··· Records for the exercise
PR #2989, opened 2025-10-10
removing tombstones

shawkins:
@csviri I misread your working draft at some point and thought you were tracking a single latest revision - that's all I need to remove tombstone tracking. If we are not relying on comparable resource versions, then I think we can simply reuse the informer last synced version to reason about all puts - not just creates.

I've left the latest check as non-compiling as that will line up with changes you have in other prs.

### DIFF
--- a/operator-framework-core/src/main/java/io/javaoperatorsdk/operator/processing/event/source/informer/ManagedInformerEventSource.java
+++ b/operator-framework-core/src/main/java/io/javaoperatorsdk/operator/processing/event/source/informer/ManagedInformerEventSource.java
@@ -34,6 +34,7 @@ import io.javaoperatorsdk.operator.OperatorException;
 import io.javaoperatorsdk.operator.api.config.ControllerConfiguration;
 import io.javaoperatorsdk.operator.api.config.Informable;
 import io.javaoperatorsdk.operator.api.config.NamespaceChangeable;
+import io.javaoperatorsdk.operator.api.reconciler.PrimaryUpdateAndCacheUtils;
 import io.javaoperatorsdk.operator.api.reconciler.dependent.RecentOperationCacheFiller;
 import io.javaoperatorsdk.operator.health.InformerHealthIndicator;
 import io.javaoperatorsdk.operator.health.InformerWrappingEventSourceHealthIndicator;
@@ -122,30 +123,38 @@ public abstract class ManagedInformerEventSource<
   @Override
   public void handleRecentResourceUpdate(
       ResourceID resourceID, R resource, R previousVersionOfResource) {
-    temporaryResourceCache.putResource(
-        resource, previousVersionOfResource.getMetadata().getResourceVersion());
+    temporaryResourceCache.putResource(resource);
   }
 
   @Override
   public void handleRecentResourceCreate(ResourceID resourceID, R resource) {
-    temporaryResourceCache.putAddedResource(resource);
+    temporaryResourceCache.putResource(resource);
   }
 
   @Override
   public Optional<R> get(ResourceID resourceID) {
+    var res = cache.get(resourceID);
     Optional<R> resource = temporaryResourceCache.getResourceFromCache(resourceID);
-    if (resource.isPresent()) {
-      log.debug("Resource found in temporary cache for Resource ID: {}", resourceID);
+    if (parseResourceVersions
+        && resource.isPresent()
+        && res.filter(
+                r ->
+                    PrimaryUpdateAndCacheUtils.compareResourceVersions(r, resource.orElseThrow())
+                        > 0)
+            .isEmpty()) {
+      log.debug("Latest resource found in temporary cache for Resource ID: {}", resourceID);
       return resource;
-    } else {
-      log.debug(
-          "Resource not found in temporary cache reading it from informer cache,"
-              + " for Resource ID: {}",
-          resourceID);
-      var res = cache.get(resourceID);
-      log.debug("Resource found in cache: {} for id: {}", res.isPresent(), resourceID);
-      return res;
     }
+    log.debug(
+        "Resource not found, or older, in temporary cache. Found in informer cache {}, for"
+            + " Resource ID: {}",
+        res.isPresent(),
+        resourceID);
+    return res;
+  }
+
+  public Optional<String> getLastSyncResourceVersion(Optional<String> namespace) {
+    return cache.getLastSyncResourceVersion(namespace);
   }
 
   @SuppressWarnings("unused")
--- a/operator-framework-core/src/main/java/io/javaoperatorsdk/operator/processing/event/source/informer/TemporaryResourceCache.java
+++ b/operator-framework-core/src/main/java/io/javaoperatorsdk/operator/processing/event/source/informer/TemporaryResourceCache.java
@@ -15,7 +15,6 @@
  */
 package io.javaoperatorsdk.operator.processing.event.source.informer;
 
-import java.util.LinkedHashMap;
 import java.util.Map;
 import java.util.Optional;
 import java.util.concurrent.ConcurrentHashMap;
@@ -24,7 +23,7 @@ import org.slf4j.Logger;
 import org.slf4j.LoggerFactory;
 
 import io.fabric8.kubernetes.api.model.HasMetadata;
-import io.javaoperatorsdk.operator.api.config.ConfigurationService;
+import io.javaoperatorsdk.operator.api.reconciler.PrimaryUpdateAndCacheUtils;
 import io.javaoperatorsdk.operator.processing.dependent.kubernetes.KubernetesDependentResource;
 import io.javaoperatorsdk.operator.processing.event.ResourceID;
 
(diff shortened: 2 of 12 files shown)


operator-framework-core/src/main/java/io/javaoperatorsdk/operator/processing/event/source/informer/TemporaryResourceCache.java
```diff
@@ -131,17 +86,21 @@ public synchronized void putAddedResource(T newResource) {
    */
   public synchronized void putResource(T newResource, String previousResourceVersion) {
     var resourceId = ResourceID.fromResource(newResource);
+
     var cachedResource = managedInformerEventSource.get(resourceId).orElse(null);
 
     boolean moveAhead = false;
+    String latest = managedInformerEventSource.getLastSyncResourceVersion(resourceId.getNamespace()).orElse(null);
+    if (latest != null && latest > newResource.getMetadata().getResourceVersion()) {
```
csviri: Is it guaranteed that those events (maybe for different resource names) come in order in watches?

csviri: But I guess if we going to compare the resource versions in informers that does not matter.

shawkins: My understanding is that ordering is guarenteed. So this is applicable not only to getting rid of tombstones, but putting anything into the cache in general - added that as another simplification.

Also the javadoc on getLastSyncResourceVersion could use some improvement. Updates to the cache are made prior to async event processing. So the underlying cache state should be correct up to the given resourceVersion at the time we check getLastSyncResourceVersion.

operator-framework-core/src/main/java/io/javaoperatorsdk/operator/processing/event/source/informer/TemporaryResourceCache.java
```diff
@@ -131,36 +86,20 @@ public synchronized void putAddedResource(T newResource) {
...
+          "Resource {}: resourceVersion {} is not later than latest {}",
+          resourceId,
+          newResource.getMetadata().getResourceVersion(),
+          latest);
+    } else {
       log.debug(
           "Temporarily moving ahead to target version {} for resource id: {}",
           newResource.getMetadata().getResourceVersion(),
           resourceId);
       cache.put(resourceId, newResource);
```
shawkins, line 126: This should be safe to do without further conditions as long as there is no chance that the operator sdk is making effectively concurrent updates to the same resource - if that's possible, then we still need to compare the cache item to what is being put.

operator-framework-core/src/main/java/io/javaoperatorsdk/operator/processing/event/source/informer/ManagedInformerEventSource.java
```diff
@@ -133,21 +133,25 @@ public void handleRecentResourceCreate(ResourceID resourceID, R resource) {
 
   @Override
   public Optional<R> get(ResourceID resourceID) {
+    var res = cache.get(resourceID);
     Optional<R> resource = temporaryResourceCache.getResourceFromCache(resourceID);
-    if (resource.isPresent()) {
+    if (resource.isPresent() && res.filter(r -> r.getMetadata().getResourceVersion() < resource.get().getMetadata().getResourceVersion()).isPresent()) {
```
shawkins: If events are processed async from the cache update, it's possible for the informer cache to be more up-to-date than the temporary resource cache.

operator-framework-core/src/main/java/io/javaoperatorsdk/operator/processing/event/source/informer/TemporaryResourceCache.java
csviri: > My understanding is that ordering is guarenteed. So this is applicable not only to getting rid of tombstones, but putting anything into the cache in general - added that as another simplification.

I see, I know that it is true for a single resource, but for example there are multiple resources in the same type, if that still comes in order, but I guess yes, can also quickly take a look today on some cluster and watch some events.

Thank you, this is great!!

csviri: ( also if you could join us tomorrow on community meeting we could discuss strategy would be great, thinking if these improvements should go to 5.2 or rather the next 5.3 so we can iterate and discuss more, and there is no pressure, since might be good to do a minor release soonish )

shawkins: Is that on zoom at 15:00 CEST?

operator-framework-core/src/main/java/io/javaoperatorsdk/operator/processing/event/source/informer/TemporaryResourceCache.java
shawkins: Converted to a comment in the code

operator-framework-core/src/main/java/io/javaoperatorsdk/operator/processing/event/source/informer/TemporaryResourceCache.java
csviri: yes

csviri:
added branch for 5.3 (as we discuss on community meeting) to target resource version comparison related issues:
https://github.com/operator-framework/java-operator-sdk/pull/2996

thank you!

shawkins:
@csviri just wanted to double check - what if anything do you want in next? I was thinking that only the annotation removal would go into 5.3.

I have enabled parse versions by default, which does need some refinement - perhaps a better name and we lack a configuration value for on the primary resources. If it is not enabled, the the temporary resource cache won't do anything.

There's no smart exception handling yet. If non comparable versions are seen, then you'll just get an exception - the message could mention disabling the feature.

csviri:
> just wanted to double check - what if anything do you want in next? I was thinking that only the annotation removal would go into 5.3.

Although this will work, in almost all cases, since:

`There's no smart exception handling yet. If non comparable versions are seen, then you'll just get an exception - the message could mention disabling the feature.`

We might want to ship this as a whole in 5.3.
see also: https://github.com/operator-framework/java-operator-sdk/issues/3011

So we have also more time and refine it. We can then release 5.3 with those feature quite quickly don't have to wait for other feature. What do you think?

csviri:
Do I see that this PR is same as: https://github.com/operator-framework/java-operator-sdk/pull/3010

Should we close one of those?

operator-framework-core/src/main/java/io/javaoperatorsdk/operator/processing/event/source/informer/TemporaryResourceCache.java
```diff
@@ -116,74 +71,68 @@ synchronized void onEvent(T resource, boolean unknownState) {
     cache.computeIfPresent(
         ResourceID.fromResource(resource),
         (id, cached) ->
-            (unknownState || !isLaterResourceVersion(id, cached, resource)) ? null : cached);
-  }
-
-  public synchronized void putAddedResource(T newResource) {
-    putResource(newResource, null);
+            (unknownState
+                    || PrimaryUpdateAndCacheUtils.compareResourceVersions(resource, cached) > 0)
```
shawkins: Answering https://github.com/operator-framework/java-operator-sdk/pull/3010#discussion_r244420367 here - yes we can switch to >= because we're checking canSkipEvent first. I was starting to think more about the implications of the annotation removal and wondering if we should hold on to the resource that was created until it was obsolete, but we'll discuss that more on the annotation removal pr.

shawkins:
> Do I see that this PR is same as: #3010
> 
> Should we close one of those?

Closed the other one for now - if enabling parse versions seems like it should be separated, then it will be reopened with all the other changes stripped out.

shawkins:
> Added just one comment, I lean towards 5.3 regarding this feature, and completely remove the flag for parsing fro that version. Otherwise LGTM

I don't think it can remove the flag if you want to allow for non-conforming sources. The configuration would also need expanded to the controller itself.

csviri:
> > Added just one comment, I lean towards 5.3 regarding this feature, and completely remove the flag for parsing fro that version. Otherwise LGTM
> 
> I don't think it can remove the flag if you want to allow for non-conforming sources. The configuration would also need expanded to the controller itself.

My idea is that we would detect non-conforming sources dynamically, so if the comparison algorithm throws an error we can flip a flag and don't compare the resources anymore.

csviri:
But for sake of simplicity we could configure it on InformerEventSources for now. (maybe as next PR)

shawkins:
> My idea is that we would detect non-conforming sources dynamically, so if the comparison algorithm throws an error we can flip a flag and don't compare the resources anymore.

That could still be two modes of operation:
- strict (the default)
- lenient 

Related to that in this pr there is: https://github.com/operator-framework/java-operator-sdk/pull/2989/files#diff-0b20da91b3c31881f7f78a0ecffefc3811e1916f8e401a047d335fffa8593b71R91-R97

Which is lenient, or it could be done as a breaking change an throw an exception.

csviri:
> * lenient

Yes, I think lenient is fine, but maybe this would require more discussions. (therefore proposing to move also this pr agains `5.3` branch, and to that version.

> Related to that in this pr there is: https://github.com/operator-framework/java-operator-sdk/pull/2989/files#diff-0b20da91b3c31881f7f78a0ecffefc3811e1916f8e401a047d335fffa8593b71R91-R97

I guess the null check is not enough rather a validation of that version, and catching the `NonComparableResourceVersionException` also at 

```java
 public synchronized void putAddedResource(T newResource) {
    putResource(newResource, null);
            (unknownState
                    || PrimaryUpdateAndCacheUtils.compareResourceVersions(resource, cached) >= 0)
                ? null
                : cached);
  }
```

But the configuration if want to have explicit, should not be on controller level, rather on InformerEventSource+ControllerEventSource level.

Otherwise this looks great!!

shawkins:
> Yes, I think lenient is fine, but maybe this would require more discussions. (therefore proposing to move also this pr agains 5.3 branch, and to that version.

Ok, I'll target to the 5.3 branch.

> I guess the null check is not enough rather a validation of that version

Null - seems like a simple programatic error, which was already present in the external example
Non-null, but invalid - seems like a non-conforming source, so it seems fine to allow the NonComparableResourceVersionException

>  and catching the NonComparableResourceVersionException also at

Doesn't it make more sense to start with enabled / disabled behavior, then add a lenient mode later if users want that instead of strictly disabled?

csviri:
> Doesn't it make more sense to start with enabled / disabled behavior, then add a lenient mode later if users want that instead of strictly disabled?

I'm fine with that, as far it is per InformerEventSource.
······
What the exercise asks: Within the material above, find every line containing the word "kubernetes" and copy it.

Reply:
 import io.fabric8.kubernetes.api.model.HasMetadata;
 import io.javaoperatorsdk.operator.processing.dependent.kubernetes.KubernetesDependentResource;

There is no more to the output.